When you decide to standardize all your enterprise application development on Pivotal Cloud Foundry (PCF), the immediate follow-up question is “how do I ensure this platform remains highly available and disaster resilient, at scale?”
Granted, just about every PCF adopter starts with a single site. This is the simplest and fastest option. We publish and maintain handy single-site architectures for all major public and private clouds. One PCF “foundation” also happens to deliver excellent uptime and availability for your applications. For a few enterprises, a single site may serve them well for several years.
The majority, though, end up with a multi-site PCF deployment sooner rather than later. When you’re moving your entire enterprise application estate to a cloud-native model, geographic redundancy and resiliency matter. These organizations sparked our interest in simplifying multi-site patterns, captured in a previous paper.
To build on this excellent work, we will take a closer look at three popular configurations for Pivotal Cloud Foundry across multiple sites:
-
Active-active is two fully functional PCF foundations deployed and primed with live applications to serve traffic in case of failure.
-
An active-passive configuration, by contrast, features one inactive foundation that acts as a “standby” site.
-
A “stretched” deployment has a single PCF deployment that spans across two data centers.
All three configurations are used in production by enterprises like yours.
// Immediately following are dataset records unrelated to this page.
PR #9479, opened 2025-06-08
feat(gui-client): compile-time link event names and routes

thomaseizinger:
The API between frontend and backend in the GUI client relies on both sides using the same strings for event and routes:

Events will only be delivered to the correct listener if the frontend listens on the topic that the backend broadcasts on. Similarly, the backend can only navigate to the correct view if the frontend has a route for a given page.

To provide additional safety when making changes to the GUI client, we upgrade `tslink` to the latest version which provides support for exporting constants. These constants are then used to host these event names and routes.


thomaseizinger:
Going to wait until https://github.com/firezone/firezone/pull/9477 is merged to finish this.

PR #9486, opened 2025-06-09
ci: ensure all jobs are successful

thomaseizinger:
When evaluating the status of all required checks, we currently only look at the very first one. This is error prone and may result in `required-check` to be marked as successful too early. Instead of iterating through the list of jobs we have scheduled, we now instead look at all jobs that are running as part of the CI run. The idea here is:

- Any job that got started need to complete (one way or another)
- If _any_ job fails, we fail the required check
- If all jobs complete without a single failure, we pass the check

This plays well with "skipped" jobs which we sometimes have as part of CI.


thomaseizinger:
Force merging to fix CI.

PR #9491, opened 2025-06-09
ci: fix lychee errors

thomaseizinger:
It turns out that the link checker was failing because it is matching those URLs via regex and that the `?` in the URL was interpreted as a regex control character.


thomaseizinger:
Here is a clean run: https://github.com/firezone/firezone/actions/runs/15542273892/job/43755630772

jamilbk (approved):

PR #9492, opened 2025-06-09
fix(telemetry): don't log events for local and CI env

thomaseizinger:
Avoids spamming PostHog with events from our CI or other instances of the docker-compose setup.


rust/telemetry/src/lib.rs
```diff
@@ -44,14 +44,16 @@ pub const TESTING: Dsn = Dsn(
 pub(crate) enum Env {
     Production,
     Staging,
+    DockerCompose,
```
jamilbk, line 47: slight nit: Maybe `Development` is a better term?

jamilbk (approved):

PR #9498, opened 2025-06-10
test(rust): adapt response from Cloudflare proxy

thomaseizinger:
It appears that Cloudflare changed the response that it is sending for the 1.1.1.1 IP so we need to adapt our integration test for packet loops in order to make CI pass.


jamilbk (approved):
Do the rust tests require a live internet connection then to pass? Or maybe I'm not following?

thomaseizinger:
> Do the rust tests require a live internet connection then to pass? Or maybe I'm not following?

Yes, we have some (by default ignored) tests that require Internet (and root).

In this particular case, we are testing that using the Internet Resource doesn't create packet loops so we need to contact something that isn't on our local network.

PR #9500, opened 2025-06-10
fix(ci): fetch depth 20 for merge group CI runs

jamilbk:
When a CI job is running as part of a merge group, it's possible the base ref is a few commits away if the merge queue has items in it. So we update the fetch depth to 20.


bmanifold (approved):
LGTM.  Copilot had an interesting suggestion, but not necessarily blocking though

PR #9504, opened 2025-06-10
refactor(portal): update asset config in portal

bmanifold:
Why:

* This commit brings our web app inline with how new Phoenix applications manage and configure js/css/font assets.  Along with that this commit updates our Tailwind and esbuild tools.


jamilbk (approved):

elixir/apps/web/lib/web/components/layouts/root.html.heex
jamilbk, line 1: @bmanifold Does the reference to `app.css` need to be removed in this file?

bmanifold: No, what happens is `esbuild` actually ends up creating an `app.css` as an artifact that gets used.

PR #219, opened 2021-08-22
[Sourabh] iP

srj31:
# DukePro (v1.0)

> Java is to JavaScript what car is to Carpet. 
> – Chris Heilmann

DukePro frees your mind of having to remember things you need to do. It has 

* a **text based** interface
* an *intuitive* design

All you need to do to get it,

1. clone the repo or get the jar file (use [this](https://www.google.com/) to see how to use jar files)
2. double click
3. start adding tasks :smiley:

And ~pay $10~ it's **FREE!!!**

Features: 

- [x] managing tasks (todos, events, deadlines)
- [ ] Reminders (coming soon)

If you know how to program in Java, can edit the files in `Duke.java` and make changes in the `main`  method as per the changes needed: 

```java

public class Duke {
     public static void main(String[] args) throws DukeException, IOException {
        Duke duke = new Duke();
        duke.runDuke();
    }
}

```


src/main/java/duke/Deadline.java
```diff
@@ -0,0 +1,23 @@
+package duke;
+
+/**
+ *
+ */
```
willyamped: I think there is a missing javadocs header here? 😄

src/main/java/duke/Event.java
```diff
@@ -0,0 +1,27 @@
...
+public class Event extends Task {
+    protected String time;
+
+    public Event(String description, String time) {
+        super(description);
+        this.time = time;
+    }
+
+    /**
+     * To get the time of the event stored in the list
```
willyamped: Javadoc headers should start with words in the form `Returns ...`, `Sends ...`, `Adds ...` (not `Return` or `Returning` etc.)
This applies to your other javadoc headers too :)

src/main/java/duke/Storage.java
```diff
@@ -0,0 +1,85 @@
...
+            }
+            FileWriter writer = new FileWriter(file, false);
+            for(Task task: Tasklist.dukeList) {
+                String commandLine = "";
+                if(task instanceof Deadline) {
+                    commandLine = "D | " + (task.getIsDone() ? "1 | " : "0 | ") + task.getDescription() + " | " + ((Deadline) task).getTime() + '\n';
+                } else if(task instanceof Event) {
+                    commandLine = "E | " + (task.getIsDone() ? "1 | " : "0 | ") + task.getDescription() + " | " + ((Event) task).getTime() + '\n';
+                } else {
+                    commandLine =  "T | " + (task.getIsDone() ? "1 | " : "0 | ") + task.getDescription() + '\n';
```
willyamped: I think this chunk is not very reader-friendly 😬? You could try splitting them up into a few lines. Remember to follow the convention (e.g the number of tabs, etc)

src/main/java/duke/Ui.java
```diff
@@ -0,0 +1,153 @@
...
+            printLines();
+        }
+
+    }
+
+    /**
+     * Remove a Task from the list
+     * @param taskIndex the index of the Task to be removed
+     */
+    void deleteTask(int taskIndex) {
```
willyamped: I like that you create these separate methods 👍

willyamped (commented):
LGTM. Overall, the code is good except for some minor things

src/main/java/duke/Deadline.java
calvintanwj: Agreed, seems like it's walked off somewhere. 😄

src/main/java/duke/Duke.java
```diff
@@ -0,0 +1,51 @@
+package duke;
+
+import duke.exceptions.DukeException;
+
+import java.io.*;
```
calvintanwj: When you import your classes, I think it would be better to list them explicitly.
```suggestion
import java.io.IOException;
import ...
```
This adheres to the coding standards, which should be the same for your tP. Additionally, it gives excellent documentation value for the team. I believe for IntelliJ, if 3 or more classes are imported from the same package, IntelliJ automatically converts it into a wilcard import, this limit can be toggled or turned off within your IDE settings.

src/main/java/duke/Duke.java
```diff
@@ -0,0 +1,51 @@
...
+        duke.runDuke();
+    }
+
+
+    public void runDuke() throws DukeException, IOException {
+        storage.fetchData();
+        ui.displayWelcomeMessage();
+        String command = sc.next();
+        String description = sc.nextLine();
+        while(!command.equals("bye")) {
```
calvintanwj: I believe there should be a space between your while keyword and condition.
```suggestion
        while (!command.equals("bye")) {
```

src/main/java/duke/Duke.java
```diff
@@ -0,0 +1,51 @@
...
+            handleCommandExecution(command,description);
+            command = sc.next();
+            if(!command.equals("bye")) {
```
calvintanwj: Same as above.

src/main/java/duke/Duke.java
```diff
@@ -0,0 +1,51 @@
...
+                description = sc.nextLine();
+            }
+            storage.saveData();
+        }
+        ui.displayByeMessage();
+    }
+
+    public void handleCommandExecution(String command, String description)throws DukeException {
```
calvintanwj: Same as above. Missing some spaces. 
```suggestion
    public void handleCommandExecution(String command, String description) throws DukeException {
```

src/main/java/duke/Parser.java
```diff
@@ -0,0 +1,42 @@
...
+
+public class Parser {
+
+    /**
+     * Splits the input line into description and time for the deadline
+     * or event
+     * @param string    the input line
+     * @return          array containing the description and time info
+     */
+    public static String[] splitDescriptionAndTime(String string) {
```
calvintanwj, line 20: Not too sure if I quite like the naming convention for the parameter, string. 
May I suggest something like "inputString".

src/main/java/duke/Parser.java
```diff
@@ -0,0 +1,42 @@
...
+        return string.split("/");
+    }
+
+    /**
+     * Extracts the description after splitting using splitDescriptionAndTime
+     * @param description_and_time  array after splitting the input line
+     * @return                      the description of the Task
```
calvintanwj: For javadoc comments, I believe there should be a spacing between your description of the method and the params, like:
```suggestion
     * Extracts the description after splitting using splitDescriptionAndTime
     *
     * @param description_and_time  array after splitting the input line
     * @return                      the description of the Task
```

src/main/java/duke/Storage.java
```diff
@@ -0,0 +1,85 @@
...
+
+        File savedFile = new File("./data/saved-tasks.txt");
+        if(!savedFile.exists()) {
+            savedFile.getParentFile().mkdirs();
+            savedFile.createNewFile();
+        }
+        Scanner scanner = new Scanner(savedFile);
+        while (scanner.hasNextLine()) {
+            String[] keywords = scanner.nextLine().split(" \\| ");
+            Task cur = null;
```
calvintanwj, line 62: Perhaps instead of "cur", "currTask" may be better.

src/test/java/duke/DukeTest.java
```diff
@@ -0,0 +1,22 @@
...
+import duke.exceptions.DukeEmptyTodoDescriptionException;
+import duke.exceptions.DukeUnknownCommandException;
+import org.junit.jupiter.api.Test;
+
+import static org.junit.jupiter.api.Assertions.assertThrows;
+
+public class DukeTest {
+
+    @Test
+    public void testWrongCommand() {
```
calvintanwj: I think that this method naming convention is fine, an possible alternative you and your team could use: is **featureUnderTest_testScenario_expectedBehavior()**

calvintanwj (commented):
Overall, really good stuff 👍 Just need to be a bit careful of those spaces and indentations, especially for your if and while blocks. I forget about those sometimes as well, perhaps you can configure your editor (File > Settings > Editor > Code Style > Java) to follow the coding standards. This way, you just need to run the reformat code (ctrl + alt + j) before you commit your changes. There are also a few other cosmetic issues like javadoc comments and naming conventions for methods and arguments, but these are rather minor. All the files are packaged nicely, with most of the methods having descriptive comments.

src/main/java/duke/Event.java
```diff
@@ -0,0 +1,27 @@
+package duke;
+
+/**
+ * duke.Event class to create Events for the duke list
```
luffingluffy: I think that you are missing full stops for the JavaDocs; similarly for the rest of the code.

src/main/java/duke/Task.java
```diff
@@ -0,0 +1,51 @@
...
+    protected String description;
+    protected boolean isDone;
+
+    public Task(String description) {
+        this.description = description;
+        this.isDone = false;
+    }
+
+    /**
+     * If the task is marked done X is shown
```
luffingluffy: Maybe it's better to write actively; "Shows X if the task is marked done"

src/main/java/duke/Tasklist.java
```diff
@@ -0,0 +1,48 @@
...
+    /**
+     * Add a task to the list of tasks.
+     * @param task - the task which is to be added in the list
+     */
+    public static void add(Task task) {
+        dukeList.add(task);
+    }
+
+    /**
+     * Removing a task from the list of the tasks.
```
luffingluffy: Similar to the rest, maybe it is better to write as "Removes a task.."

luffingluffy (commented):
I think can improve some minor JavaDocs formatting.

And all three are perfectly wonderful choices, depending on your requirements. Check out the full paper for the full technical deep-dive.
Deploying PCF across sites : Multi-Site Pivotal Cloud Foundry Reference Architecture: A Technical Comparison https://t.co/FIbjSYmyyf
— Saqib (SA-QiB) (@svsaq) October 23, 2018
In the meantime, we wanted to summarize a few of the most important best practices discussed in the paper.
1. Start simple.
In general, we recommend that every platform ops team take an iterative “simple first, sophisticated later” approach. That means starting with a single site to start, then scaling up to additional sites. This is a great option for the majority of PCF adopters.
But it doesn’t always fit. If your organization has prolonged hardware provisioning times, you might just want to do two sites at once. Or if you need geographic redundancy right away, you may need that secondary site immediately. That leads us to tip #2!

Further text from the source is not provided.